Open rvilsack opened 1 month ago
@rsaksida Re: your slack question
_Can you help me understand how the credits are supposed to be parsed? CRT HRS:4 LEC HRS:4 LAB HRS:1 OTH HRS:0 I assume this means Credit hrs - 4 Lecture hrs - 4 Lab hrs - 1 Other hrs - 0 How would this translate to the 4 columns we're using: Credit Unit Value Credit Unit Max Value Credit Unit Type Credit Unit Type Description__
All of the MATH courses (row 547-563 in the download file) assumed a course unit type = semester hour, when this was not the case for other courses. (Nothing on the MATH URL suggests semester, which is what I thought you'd adjusted the crawler to look for.)
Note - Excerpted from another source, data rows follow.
PR #1114, opened 2023-09-26
lib/ukdebug: Crash screen improvements

jschlumpp:
### Prerequisite checklist

 - [ ] Read the [contribution guidelines](https://unikraft.org/docs/contributing/) regarding submitting new changes to the project;
 - [ ] Tested your changes against relevant architectures and platforms;
 - [ ] Ran the [`checkpatch.uk`](https://github.com/unikraft/unikraft/blob/staging/support/scripts/checkpatch.uk) on your commit series before opening this PR;
 - [ ] Updated relevant documentation.

### Base target

 - Architecture(s): `x86_64`, `aarch64`
 - Platform(s): `kvm`, `xen`, `linuxu`
 - Application(s): N/A
 
### Description of changes

This adds a more informative crash screen and changes the assertion macro to use this crash screen. 

To allow probing memory in exception and interrupt handlers, it introduces support to temporarily disable IST on x86. Otherwise, the page fault handler of uknofault would overwrite the stack of the active exception/interrupt handler.

The PR also removes the x86 specific register dumps in unhandled exceptions and instead relies on the crash screen to print those.

PR #1531, opened 2024-11-05
lib/ukdebug: Crash screen improvements

michpappas:
### Prerequisite checklist

### Base target

 - Architecture(s): [N/A]
 - Platform(s): [N/A]
 - Application(s): [N/A]

### Description of changes

This is a rework of #1114 with re-arch conventions in mind. It effectively decouples the crash screen logic from the rest of the kernel by implementing it as an exception handler provided by `libukdebug`.

Depends-on: #1527
Deprecates: #1114


lib/ukdebug/Config.uk
```diff
@@ -12,6 +12,61 @@ config LIBUKDEBUG_ENABLE_ASSERT
 	help
 	  Build code with assertions.
 
+menuconfig LIBUKDEBUG_CRASH_SCREEN
+	bool "Enable crash report"
+	default y
+	depends on LIBUKPRINT
+	help
+		Output information on the kernel console if a crash occurred.
```
mogasergiu, line 20: ~~I know this commit is old and ported. I think the other configs here use correct indentation for the help message. We should update these as well.~~ (The new empty line added at the end might also be unnecessary) 

EDIT: Actually there may have been a confusion. We might actually indeed use tabs in this case, unlike LK KConfig styling. Resolving this and let's leave as is for now.

lib/ukdebug/crash.c
```diff
@@ -0,0 +1,138 @@
...
+#endif /* !CONFIG_LIBUKDEBUG_CRASH_ACTION_REBOOT */
+}
+
+UK_EVENT(UK_CRASH_EVENT);
+
+int uk_debug_crash_handler(void *data)
+{
+	struct uk_event_crash_parameter param;
+	struct ukarch_trap_ctx *ctx;
+#ifdef UKPLAT_LCPU_MULTICORE
```
mogasergiu: I don't think this macro exists (or ever existed before). Maybe we should just delete related code for now?

lib/ukdebug/crash.c
```diff
@@ -0,0 +1,138 @@
...
+	if (ukarch_compare_exchange_sync(&crash_cpu, -1, cpu_id) != cpu_id) {
+		/* TODO: Finish SMP Support
+		 * Freeze CPU or wait until the crash_cpu initiates a freeze
+		 * (e.g., through IPI). For now, just busy wait.
+		 */
+		ukplat_lcpu_halt();
+	}
+#endif /* UKPLAT_LCPU_MULTICORE */
+
+#ifdef CONFIG_LIBUKDEBUG_CRASH_SCREEN
```
mogasergiu: `#if`?

lib/ukdebug/crashdump.c
```diff
@@ -0,0 +1,72 @@
...
+
+#define STACK_WORDS CONFIG_LIBUKDEBUG_CRASH_PRINT_STACK_WORDS
+#define CRASH_PRINT_STACK_FMT				    \
+	(UK_HXDF_ADDR | UK_HXDF_GRPQWORD | UK_HXDF_ASCIISEC)
+
+#if CONFIG_LIBUKDEBUG_CRASH_PRINT_STACK
+void cdmp_gen_print_stack(unsigned long sp)
+{
+	char buf[64];
+	size_t ul_len = sizeof(unsigned long);
```
mogasergiu: `__sz`

lib/ukdebug/exportsyms.uk
```diff
@@ -1,2 +1,4 @@
+_uk_crashdumpk
```
mogasergiu: Does this symbol exist anymore ?

lib/ukdebug/include/uk/crash.h
```diff
@@ -0,0 +1,90 @@
...
+#include <uk/plat/bootstrap.h>
+#include <uk/arch/lcpu.h>
+#include <uk/essentials.h>
+
+#ifdef __cplusplus
+extern "C" {
+#endif
+
+enum uk_crash_reason {
+	UK_CRASH_REASON_INVALID,
```
mogasergiu, line 37: Since this is in `uk/debug/`, wondering if all of these should have been namespaced as `UK_DEBUG_CRASH` or maybe the header should have instead been `uk/crash.h` like is the case for `uk/trace.h` and `uk/assert.h`

lib/ukdebug/include/uk/debug/crash.h
```diff
@@ -0,0 +1,90 @@
...
+	/**
+	 * Contains the crash reason.
+	 * The meaning of the following fields change depending on the reason.
+	 */
+	enum uk_crash_reason reason;
+
+	/**
+	 * Contains the errno code the systems exits with.
+	 */
+	int errno;
```
mogasergiu: Let's not forget that dumb musl name clash :sneezing_face:

lib/ukdebug/include/uk/debug/crash.h
```diff
@@ -0,0 +1,90 @@
...
+	__u64 arg2;
+
+	/**
+	 * For UK_CRASH_REASON_UNHANDLED_TRAP:
+	 *   error code of the trap
+	 */
+	__u64 arg3;
+};
+
+struct uk_event_crash_parameter {
```
mogasergiu: I would name this as `uk_crash_...`

lib/ukdebug/Makefile.uk
```diff
@@ -4,15 +4,26 @@ $(eval $(call addlib_paramprefix,libukdebug,debug))
...
 LIBUKDEBUG_SRCS-$(CONFIG_LIBUKDEBUG_GDBSTUB) += $(LIBUKDEBUG_BASE)/gdbtargetxml.ld
 LIBUKDEBUG_SRCS-$(CONFIG_LIBUKDEBUG_GDBSTUB) += $(LIBUKDEBUG_BASE)/gdbtargetxml.S
 LIBUKDEBUG_GDBTARGETXML_CDEPS += $(LIBUKDEBUG_BASE)/arch/$(CONFIG_UK_ARCH)/target.xml
 LIBUKDEBUG_SRCS-$(CONFIG_LIBUKDEBUG_GDBSTUB) += $(LIBUKDEBUG_BASE)/arch/$(CONFIG_UK_ARCH)/gdbsup.c|isr
 
+LIBUKDEBUG_SRCS-$(CONFIG_LIBUKDEBUG_CRASH_SCREEN) += $(LIBUKDEBUG_BASE)/arch/$(CONFIG_UK_ARCH)/crashsup.c
+LIBUKDEBUG_SRCS-$(CONFIG_LIBUKDEBUG_CRASH_SCREEN) += $(LIBUKDEBUG_BASE)/arch/$(CONFIG_UK_ARCH)/dumpsup.c
+LIBUKDEBUG_SRCS-$(CONFIG_LIBUKDEBUG_CRASH_SCREEN) += $(LIBUKDEBUG_BASE)/crashdump.c
+
+LIBUKDEBUG_SRCS-y += $(LIBUKDEBUG_BASE)/crash.c # FIXME conditional?
```
mogasergiu: I believe we could revise this FIXME? Also wondering if we should do `|isr` for everything crash related... or maybe it doesn't matter as we are supposedly crashing anyway...

arch/x86/x86_64/include/uk/asm/traps.h
```diff
@@ -1,33 +1,8 @@
...
- * IMPLIED WARRANTIES OF MERCHANTABILITY AND FITNESS FOR A PARTICULAR PURPOSE
- * ARE DISCLAIMED. IN NO EVENT SHALL THE COPYRIGHT HOLDER OR CONTRIBUTORS BE
- * LIABLE FOR ANY DIRECT, INDIRECT, INCIDENTAL, SPECIAL, EXEMPLARY, OR
- * CONSEQUENTIAL DAMAGES (INCLUDING, BUT NOT LIMITED TO, PROCUREMENT OF
- * SUBSTITUTE GOODS OR SERVICES; LOSS OF USE, DATA, OR PROFITS; OR BUSINESS
- * INTERRUPTION) HOWEVER CAUSED AND ON ANY THEORY OF LIABILITY, WHETHER IN
- * CONTRACT, STRICT LIABILITY, OR TORT (INCLUDING NEGLIGENCE OR OTHERWISE)
- * ARISING IN ANY WAY OUT OF THE USE OF THIS SOFTWARE, EVEN IF ADVISED OF THE
- * POSSIBILITY OF SUCH DAMAGE.
+/* Copyright (c) 2021, Karlsruhe Institute of Technology. All rights reserved.
```
mogasergiu, line 2: Should this commit and its ARM equivalent actually come before the crash dump commit in the history? Saying this as the latter already uses `uk_errno` but it's only introduced afterwards.

lib/ukdebug/include/uk/debug/crash.h
```diff
@@ -0,0 +1,90 @@
...
+	/** Optional register state at the crash location */
+	struct __regs *regs;
+	/** Optional explicit crash description */
+	struct uk_crash_descr descr;
+};
+
+/**
+ * Event for crashes. Will receive a uk_crash_event_param as data argument.
+ */
+#define UK_CRASH_EVENT uk_crash_event
```
mogasergiu: I am not sure I understand the need for such a macro (I know it's from an old version of this work).

lib/ukdebug/arch/arm64/include/uk/arch/crash.h
```diff
@@ -0,0 +1,32 @@
+/* SPDX-License-Identifier: BSD-3-Clause */
```
mogasergiu, line 1: I know this patch set is old. But IIRC we are trying to get rid of asm directories for header inclusion paths

lib/ukdebug/crash.c
michpappas: Wow I'm impressed how this survived that long. That directive was introduced speculatively very early along with `plat/`  (828efb76ebb235966a52c9c7f7b76ef3bec36ec6) and parasitically lived in parallel to `HAVE_SMP` when multicore was introduced, before anyone noticed, at which point it started being removed. I'll replace with `HAVE_SMP`.

lib/ukdebug/Makefile.uk
michpappas: Actually that file must be unconditionally compiled as it manages `UK_EVENT_UNHANDLED_EXCEPTION`, which involves actions taken regardless `CONFIG_LIBUKDEBUG_CRASH_SCREEN`, as well as `UK_CRASH()` / `UK_CRASH_EX()`. I'll just remove the comment.

lib/ukdebug/arch/arm64/include/uk/arch/crash.h
michpappas: Good catch, will replace with `arch/`

arch/x86/x86_64/include/uk/asm/traps.h
michpappas: Sure I can reorder the commits

lib/ukdebug/include/uk/debug/crash.h
michpappas: Adding some context here as that caught me by surprise. Apparently musl defines `errno` as a macro: https://git.musl-libc.org/cgit/musl/tree/include/errno.h#n16. Will switch to a different name.

lib/ukdebug/include/uk/crash.h
michpappas: So this generally against our conventions, but I agree it makes sense to make an exception here give the ubiquitous nature of `libukdebug`. Will do 👍🏼

lib/ukdebug/include/uk/debug/crash.h
michpappas: I think it's there to document the event in the public API, as you can't use `UK_EVENT()` in a header you include in more than one files.

plat/kvm/arm/exceptions.S
```diff
@@ -81,6 +83,12 @@
 	 */
 	msr     tpidrro_el0, x0
 
+	ldr	x0, =ukarch_except_switch_stack
```
mogasergiu: Should've this been `ur_ldr` instead?
Also nit: I believe you could replace `cmp` + `beq` with a `cbz`:
```
ldr x0, =ukarch_except_switch_stack
cbz x0, 0f                    // Compare and Branch if Zero
```
It could help with branch prediction as this check is, although important, useless unless we are crashing.

plat/kvm/x86/traps.c
```diff
@@ -151,19 +151,77 @@ static void tss_init(__lcpuidx idx)
...
 
+static __align(8)
+UKPLAT_PER_LCPU_ARRAY_DEFINE(struct seg_gate_desc64, cpu_idt, IDT_NUM_ENTRIES);
+
+static
+UKPLAT_PER_LCPU_DEFINE(__u8, idt_ist_disable_nesting);
+
+#define IDT_IST_SAVE_LEN 32
+/* Space for the IST values of all exception vectors */
+static __u8 idt_ist_saved[IDT_IST_SAVE_LEN];
```
mogasergiu: Should this also be per CPU?

plat/kvm/x86/traps.c
```diff
@@ -151,19 +151,77 @@ static void tss_init(__lcpuidx idx)
...
+	__u8 *disable_nesting;
+	unsigned int i;
+
+	disable_nesting = &ukplat_per_lcpu_current(idt_ist_disable_nesting);
+	UK_ASSERT(*disable_nesting < __U8_MAX);
+
+	if (*disable_nesting++)
+		return;
+
+	idt = ukplat_per_lcpu_current(cpu_idt);
```
mogasergiu: This might prove to be unsafe as you cannot know for sure if you can safely access the lcpu idx field, given that it is an arbitrary section that does not guarantee the state of gs_base. Perhaps we could use `lcpu_get_current_in_except` to get the index and then reference the variable through `ukplat_per_lcpu`.

plat/common/include/x86/traps.h
```diff
@@ -108,23 +86,23 @@ static inline int _raise_event_##event(int trapnr, struct __regs *regs,	\
 void do_##name(struct __regs *regs)					\
 {									\
 	int rc;								\
-	rc = _raise_event_##event(TRAP_##name, regs, 0);		\
+	rc = _raise_event_##event(TRAP_##name, str, regs, 0);		\
 	if (unlikely(rc < 0))						\
 		uk_pr_crit("trap handler returned error: %d\n", rc);	\
 									\
-	if (!rc)							\
+	if (rc == UK_EVENT_NOT_HANDLED)					\
```
mogasergiu, line 93: Should this be `unlikely(rc == UK_EVENT_NOT_HANDLED || rc < 0)` (ditto below)?

plat/common/arm/traps_arm64.c
```diff
@@ -164,6 +165,21 @@ static enum aarch64_trap esr_to_trap(__u64 esr)
...
+__u8 ukarch_except_switch_stack;
+
+void ukarch_push_nested_exceptions(void)
+{
+	ukarch_except_switch_stack++;
+}
+
+void ukarch_pop_nested_exceptions(void)
+{
+	--ukplat_per_lcpu_current;
```
mogasergiu: uhh, I think you are fixing this by mistake in the next commit :sweat_smile:

lib/ukdebug/crash.c
```diff
@@ -0,0 +1,153 @@
...
+	param.descr = descr;
+
+	/* Ignore return value, we can't handle it anyway */
+	uk_raise_event(UK_CRASH_EVENT, &param);
+
+	/* Halt or reboot the system */
+	crash_shutdown();
+}
+
+int uk_debug_crash_handler(void *data)
```
mogasergiu: Should this be `uk_crash_handler` instead and `static`?

lib/ukdebug/crashdump.h
```diff
@@ -0,0 +1,37 @@
...
+
+void crash_print_crashdump(struct __regs *regs);
+
+void cdmp_gen_print_stack(unsigned long sp);
+void cdmp_gen_print_call_trace_entry(unsigned long addr);
+
+/* Must be implemented in the architecture-specific ukdebug support */
+void cdmp_arch_print_registers(struct __regs *regs);
+void cdmp_arch_print_stack(struct __regs *regs);
+#if !__OMIT_FRAMEPOINTER__
```
mogasergiu: Should this also be guarded by `CONFIG_LIBUKDEBUG_CRASH_PRINT_CALL_TRACE`?

lib/ukdebug/include/uk/crash.h
```diff
@@ -0,0 +1,115 @@
...
+
+	/**
+	 * For UK_CRASH_REASON_UNHANDLED_TRAP:
+	 *   error code of the trap
+	 */
+	__u64 arg3;
+};
+
+/**
+ * Event raised after a crashdump to give libraries a chance
```
mogasergiu, line 92: Ok so I guess we will keep this.
This might mean that when we touch already existing (or add new) events, we should also add a similar macro with docs for them, as there are several that don't do this.

lib/ukdebug/Makefile.uk
```diff
@@ -4,15 +4,26 @@ $(eval $(call addlib_paramprefix,libukdebug,debug))
...
 LIBUKDEBUG_SRCS-$(CONFIG_LIBUKDEBUG_GDBSTUB) += $(LIBUKDEBUG_BASE)/gdbtargetxml.ld
 LIBUKDEBUG_SRCS-$(CONFIG_LIBUKDEBUG_GDBSTUB) += $(LIBUKDEBUG_BASE)/gdbtargetxml.S
 LIBUKDEBUG_GDBTARGETXML_CDEPS += $(LIBUKDEBUG_BASE)/arch/$(CONFIG_UK_ARCH)/target.xml
 LIBUKDEBUG_SRCS-$(CONFIG_LIBUKDEBUG_GDBSTUB) += $(LIBUKDEBUG_BASE)/arch/$(CONFIG_UK_ARCH)/gdbsup.c|isr
 
+LIBUKDEBUG_SRCS-$(CONFIG_LIBUKDEBUG_CRASH_SCREEN) += $(LIBUKDEBUG_BASE)/arch/$(CONFIG_UK_ARCH)/crashsup.c
+LIBUKDEBUG_SRCS-$(CONFIG_LIBUKDEBUG_CRASH_SCREEN) += $(LIBUKDEBUG_BASE)/arch/$(CONFIG_UK_ARCH)/dumpsup.c
+LIBUKDEBUG_SRCS-$(CONFIG_LIBUKDEBUG_CRASH_SCREEN) += $(LIBUKDEBUG_BASE)/crashdump.c
+
+LIBUKDEBUG_SRCS-y += $(LIBUKDEBUG_BASE)/crash.c
```
mogasergiu, line 20: since this uses inclusions that are guarded by `LIBUKDEBUG_CRASH_SCREEN`, maybe it should also be guarded by it? In which case, its `#if CONFIG_LIBUKDEBUG_CRASH_SCREEN` could also be removed.
(Btw I just noticed but what is the `LIBUKDEBUG_CINCLUDES-y  += -I$(LIBUKDEBUG_BASE)` above for?)

lib/ukdebug/arch/arm64/dumpsup.c
```diff
@@ -0,0 +1,67 @@
...
+		}
+#endif /* CONFIG_LIBUKNOFAULT */
+
+		cdmp_gen_print_call_trace_entry(frame[1]);
+
+		/* Goto next frame */
+		fp = frame[0];
+	}
+}
+#endif /* !__OMIT_FRAMEPOINTER__ && CONFIG_LIBUKNOFAULT */
```
mogasergiu: I think you meant `CONFIG_LIBUKDEBUG_CRASH_PRINT_CALL_TRACE && !__OMIT_FRAMEPOINTER__`
(Ditto x86)

lib/ukdebug/arch/x86_64/include/uk/arch/crash.h
```diff
@@ -0,0 +1,32 @@
...
+
+#include <uk/essentials.h>
+
+#ifdef __cplusplus
+extern "C" {
+#endif
+
+extern __bool _uk_crash_explicit;
+
+#define uk_crash_trigger()						\
```
mogasergiu, line 18: Shouldn't this be `ukarch_crash_trigger`? Same for the header guards, `__UK_ARCH_CRASH_H__`?
(Ditto x86)

michpappas: No, we don't have such a convention

lib/ukdebug/Makefile.uk
michpappas: `crash.c` contains behavior that is not limited to the crash screen and most importantly the implementation of `UK_CRASH()` so it should not be compiled conditionally

plat/kvm/arm/exceptions.S
michpappas: ~~This file contains several `ldr`, so I would rather not change one of them arbitrarily. If it needs to be converted to use `ldr_ur` that is a separate task.~~ **Edit:** Sorry, I didn't understand that the suggestion on `ur_ldr` was about literal pools, this is now fixed.

plat/common/include/x86/traps.h
michpappas: There is a separate check for `rc` right above

lib/ukdebug/Makefile.uk
michpappas: >  (Btw I just noticed but what is the LIBUKDEBUG_CINCLUDES-y  += -I$(LIBUKDEBUG_BASE) above for?)

Yes, that is a leftover from the original patches, thanks for spotting.

mogasergiu (approved):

See a constrasting example for instance row 546:
Here is what the URL for that course displays:
Similar display of data between these two examples, yet 546 was parsed correctly: Credit Unit Value = 4 Credit Unit Max Value Credit Unit Type Credit Unit Type Description = This has credit value, but the type cannot be determined
I expected the all of the MATH courses (row 547-563) to be parsed the same way.
I tested 2 CourseLeaf catalogs; this was second round testing.
South Texas College
URL: https://catalog.southtexascollege.edu/courses/ Link to output file: https://docs.google.com/spreadsheets/d/1p0EZ23zV-I8qPST0MBv9sU6SK7McXV2C/edit?usp=sharing&ouid=115685232190749733039&rtpof=true&sd=true Number of courses look good Data looks good ISSUE missing credit values (`3% of records), incorrect credit value type + a small number of course descriptions are truncated
Example: no credit values included in extract, but listed in catalog (https://catalog.southtexascollege.edu/courses/rbtc/)
Example: incorrect credit value type, nothing on page suggests semester (https://catalog.southtexascollege.edu/courses/math/)
These issues seem to be isolated to full sets of courses under a heading (RBTC, MATH, etc.)
There are also a few course descriptions that are truncated:
Here is what appears on the page for these courses:
Deleware Community College
URL: https://catalog.dccc.edu/courses/course-descriptions/ Link to output file: https://docs.google.com/spreadsheets/d/1mr3Aqjr3hw0p5ScvfV-rX90mnmSeQgoV/edit?usp=sharing&ouid=115685232190749733039&rtpof=true&sd=true Number of courses look good Data looks good ISSUE missing credit values (17% of records), incorrect credit value type + truncated course descriptions; I'm not providing screen shots, since it's exactly the same as the above but the output file has some examples highlighted
If there is a pattern to the missing credit values or truncated descriptions, I haven't found it.